The profit-driven growth in effort caused by high BH0 means that (given sufficient demand) economic factors incentivize subjecting food webs to high levels of harvesting pressure on their more abundant species. This induces more variability in the biomass of the rest of the community than fixed-effort fisheries (fig. S15). Given the connection between this variability and non-harvested (N-H) extinctions (see fig. S7), market-generated variability expectedly induced more N-H extinctions than fixed-effort simulations. This was the case whether comparisons between fixed-effort and open-access results were made with attainable effort levels across all webs (Fig. 4D and figs. S16 and S17) or strictly within each web at the most comparable effort levels between fishery treatments (Fig. 4E).


Our study uses the ATN framework to study integrated feedback processes between ecological and economic dynamics by subjecting a wide array of food web topologies to two different harvesting treatments. Results demonstrate the notable nonlinear effects of the initial population biomass of harvested species (BH0) on both the ecological (e.g., Fig. 2B) and economic (e.g., Figs. 3C and 4B) sustainability of fishing. It also reveals the role of BH0 in driving variations in effort (Fig. 3B) and exacerbating the ecological costs of harvesting in open-access fisheries (Fig. 4, D and E). Temporary fluctuations in effort above sustainable levels are a known process in the cycles of adjustment seen in open-access fisheries (41), but we show here that the indirect effects of those fluctuations can drastically change food web structure through local species extinctions. Overall, our results indicate that considering the sustainability of an ecosystem service requires accounting for its surrounding ecology and its interface with the economy that it provides. In addition, the study, as a whole, demonstrates the flexibility of network approaches to integrate external anthropogenic variables into dynamic ecological processes.

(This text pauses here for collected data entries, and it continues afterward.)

PR #480, opened 2015-07-15
style adjustments on homework review

pandafulmanda:
- [x] Should be same font for correct and incorrect options
  - [x] font weight still seem slightly different somehow, FIXED YAY.
- [x] less padding on question stem
- [x] top-align MC options
- [x] use button style for hide/show responses
- [x] make active concept same font size

screen shot 2015-07-16 at 11 57 31 am

## Expects Free Response
screen shot 2015-07-15 at 6 20 50 pm

## Multiple choice only
screen shot 2015-07-15 at 6 20 46 pm

### DIFF
--- a/resources/styles/components/task-teacher-review/question.less
+++ b/resources/styles/components/task-teacher-review/question.less
@@ -1,20 +1,22 @@
 .question {
 
-  font-size: 1.8rem;
-  line-height: 2.4rem;
+  #fonts > .sans(1.8rem, 2.4rem);
 
   .answers-answer {
+    #fonts > .sans(1.8rem, 2.4rem);
+
     &::before {
       .answer-label();
       .answer-icon-label();
       text-align: center;
       width: 80px;
-      font-size: 1.5em;
+      font-size: 2rem;
+      margin-top: 14px;
     }
 
     .selected-count {
-      display: inline;
-      #fonts > .sans(1.8rem, 1.8rem);
+      display: inline-block;
+      #fonts > .sans(1.8rem, 2.4rem);
 
       &::before {
         content: attr(data-count);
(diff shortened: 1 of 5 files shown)


pandafulmanda:
@Fredasaurus any recommendations on what "No student text responses" should look like?  we could also just completely leave it out

philschatz:
I don't have an eye for these things but I think it depends on if we can distinguish multiple choice questions (which have free responses) from True/False questions (which should not). If we can, then it's nice to see that there is data missing

pandafulmanda:
it seems like in that case, the problem just hasn't been answered at all

resources/styles/components/task-teacher-review/question.less
```diff
@@ -1,16 +1,22 @@
 .question {
 
+  #fonts > .sans(1.8rem, 2.4rem);
+
   .answers-answer {
+    #fonts > .sans(1.8rem, 2.4rem);
```
philschatz: Why aren't these cascading down? Something in bootstrap?

resources/styles/old/global/buttons.less
```diff
@@ -7,18 +7,44 @@
...
+  border-radius: @btn-border-radius;
+  transition: box-shadow 0.2s, background 0.2s;
+
+  &:hover {
+    box-shadow: 0 4px 10px rgba(0, 0, 0, .1), 0 6px 28px rgba(0, 0, 0, .2);
+  }
+}
+
+.btn-tutor-default() {
+  color: #424242 !important; //!important to overide local styles in plan-details.less. we can remove after integration
```
philschatz: Is the CSS in `plan-details` not scoped to be in a `plan`? And any reason this color isn't with the other colors in `variables.less`?

PR #484, opened 2015-07-17
set today for default opensAt

philschatz:
No UI Changes.

Allows the "Publish" button to work when the default "Opens At" (today) is set.

Thoughts @jivewise ?


philschatz:
closed in favor of #485

PR #619, opened 2015-08-11
New clue attribute with all elements of data

nathanstitt:
This updates the FE to handle the additional CLUE values that the BE is now sending.

The Performance Forecast will now only hide the bar if the `sample_size_interpretation` is `below`.  

It now has a secret debug option that will display all the values for debugging.  The option is an invisible pi symbol [ [background](https://www.google.com/search?client=safari&rls=en&q=the+net+pi+symbol&ie=UTF-8&oe=UTF-8) ] at the bottom left corner of the screen.  It's normally transparent, but turns grey when the mouse is hovered over it.  When clicked, display of all CLUE values is toggled.

@Fredasaurus any thoughts on the debug option?

screen shot 2015-08-11 at 1 24 51 pm

### DIFF
--- a/src/components/learning-guide/guide.cjsx
+++ b/src/components/learning-guide/guide.cjsx
@@ -27,7 +27,7 @@ module.exports = React.createClass
 
   renderWeaker: ->
     # sort sections by current level of understanding
-    sortedSections = _.sortBy(@props.allSections, 'current_level')
+    sortedSections = _.sortBy(@props.allSections, (s) -> s.clue.value )
     # if there are less than 4 sections, use 1/2 of the available ones
     weakStrongCount = Math.min(sortedSections.length / 2, 4)
 
--- a/src/components/learning-guide/progress-bar.cjsx
+++ b/src/components/learning-guide/progress-bar.cjsx
@@ -7,17 +7,21 @@ module.exports = React.createClass
   displayName: 'LearningGuideProgressBar'
 
   propTypes:
-    section: React.PropTypes.object.isRequired
+    section:  React.PropTypes.object.isRequired
     onPractice: React.PropTypes.func
 
   render: ->
     {section, onPractice} = @props
     {clue} = section
 
-    percent = Math.round((clue.value / 1) * 100)
-
-    # always show at least 5% of bar, otherwise it apears empty
-    bar = <BS.ProgressBar className={clue.value_interpretation} now={Math.max(percent, 5)} />
+    bar = if clue.sample_size_interpretation is 'below'
+      <span className="no-data">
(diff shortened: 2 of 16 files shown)


src/components/learning-guide/statistics.cjsx
```diff
@@ -0,0 +1,29 @@
...
+  propTypes:
+    section:  ChapterSectionType.isRequired
+    diplaying: React.PropTypes.string.isRequired
+
+  render: ->
+    <div className='statistics'>
+      <ul className='clue visible-when-debugging'>
+        { for key, value of @props.section.clue
+          value = value.join(' ') if _.isArray(value)
+          <li key={key}>{key}: {value}</li>}
```
pandafulmanda: how about a ```<strong>```  around the ```key```?

src/components/learning-guide/guide.cjsx
```diff
@@ -27,7 +27,7 @@ module.exports = React.createClass
 
   renderWeaker: ->
     # sort sections by current level of understanding
-    sortedSections = _.sortBy(@props.allSections, 'current_level')
+    sortedSections = _.sortBy(@props.allSections, (s) -> s.clue.value )
     # if there are less than 4 sections, use 1/2 of the available ones
     weakStrongCount = Math.min(sortedSections.length / 2, 4)
```
pandafulmanda: Minor: Could the `4` be a prop with default value of 4 or something instead since it's a configuration that may change?  or weakStrongCount could even be a prop that's a function, with the default set to something likek `Math.min(sortedSections.length / 2, 4)`

src/components/learning-guide/progress-bar.cjsx
```diff
@@ -11,16 +11,17 @@ module.exports = React.createClass
...
-      <BS.ProgressBar className={section.interpretation} now={Math.max(percent, 5)} />
-    else
+    bar = if clue.sample_size_interpretation is 'below'
       <span className="no-data">
         {if onPractice then 'Practice more to get forecast' else 'Not enough exercises completed'}
       </span>
+    else
+      percent = Math.round((clue.value / 1) * 100)
+      # always show at least 5% of bar, otherwise it just looks empty
+      <BS.ProgressBar className={clue.value_interpretation} now={Math.max(percent, 5)} />
```
pandafulmanda: same here with the `5` -- could this be a prop?

src/components/learning-guide/guide.cjsx
nathanstitt: This is all changing on next PR, so if we could merge this, I double promise to fix in a bit :)

pandafulmanda:
cool new stats component =), looks great overall.  i had to be super nit-picky to have anything to say

PR #626, opened 2015-08-11
fix mis-sizing of component from resize listener

pandafulmanda:
Component was confused about it's size, so it would sometimes shrink things initially when it didn't need to.  It would size appropriate on window resize or next crumb update.

## Proper initial sizing
screen shot 2015-08-11 at 5 58 39 pm

## Bug/before -- confused initial sizing
screen shot 2015-08-11 at 5 58 14 pm

### DIFF
--- a/src/components/resize-listener-mixin.cjsx
+++ b/src/components/resize-listener-mixin.cjsx
@@ -19,7 +19,7 @@ module.exports =
     @resizeListener = _.throttle(@resizeEffect, @state.resizeThrottle or @props.resizeThrottle)
 
   componentDidMount: ->
-    _.delay(@setInitialSize, 0)
+    _.defer(@setInitialSize)
     window.addEventListener('resize', @resizeListener)
 
   componentWillUnmount: ->
--- a/src/components/resize-listener-mixin.cjsx
+++ b/src/components/resize-listener-mixin.cjsx
@@ -19,7 +19,7 @@ module.exports =
     @resizeListener = _.throttle(@resizeEffect, @state.resizeThrottle or @props.resizeThrottle)
 
   componentDidMount: ->
-    @setInitialSize()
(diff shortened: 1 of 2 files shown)


src/components/resize-listener-mixin.cjsx
```diff
@@ -19,7 +19,7 @@ module.exports =
     @resizeListener = _.throttle(@resizeEffect, @state.resizeThrottle or @props.resizeThrottle)
 
   componentDidMount: ->
-    @setInitialSize()
+    _.delay(@setInitialSize, 0)
     window.addEventListener('resize', @resizeListener)
```
nathanstitt: You could just use `_.defer` here.  It's almost exactly the same (but uses 1ms).  http://underscorejs.org/docs/underscore.html#section-81

src/components/task/breadcrumbs.cjsx
```diff
@@ -75,12 +76,12 @@ module.exports = React.createClass
   crumbMounted: ->
     @calculateCrumbsWidth() if @state.crumbsWidth?
 
-  _resizeListener: (sizes) ->
-    shouldShrink = @shouldShrink(sizes)
-    @setState({shouldShrink})
+  didWidthsChange: (prevState, currentState) ->
+    currentState.crumbsWidth isnt prevState.crumbsWidth or currentState.componentEl.width isnt prevState.componentEl.width
```
nathanstitt: Shouldn't it just be `didWidthChange` (singular?)  An element has only one width.

nathanstitt:
Done w/review.  These are just tiny quibbles.  We can merge if you're ok with it.

src/components/task/breadcrumbs.cjsx
pandafulmanda: refers to either the width of of the crumbs having changed or the component width having changed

Our study succeeds in expanding the purview of ecological networks and addressing the need for generalizability in fisheries studies, but further considerations are necessary in future developments. Important details in fishery output can result from spatial features of the fishery or from the ontogeny of the species in the aquatic community (5). Developing network ecology to the point of direct application in fisheries requires consideration of these ecological components. In addition, while single-species fisheries can have a large ecological and economic impact (43, 44), multispecies fisheries make up the majority of unique fisheries across the globe. Our model’s current form serves as a useful first step, but its flexibility makes it well poised in expanding toward multiple harvested species and other crucial developments.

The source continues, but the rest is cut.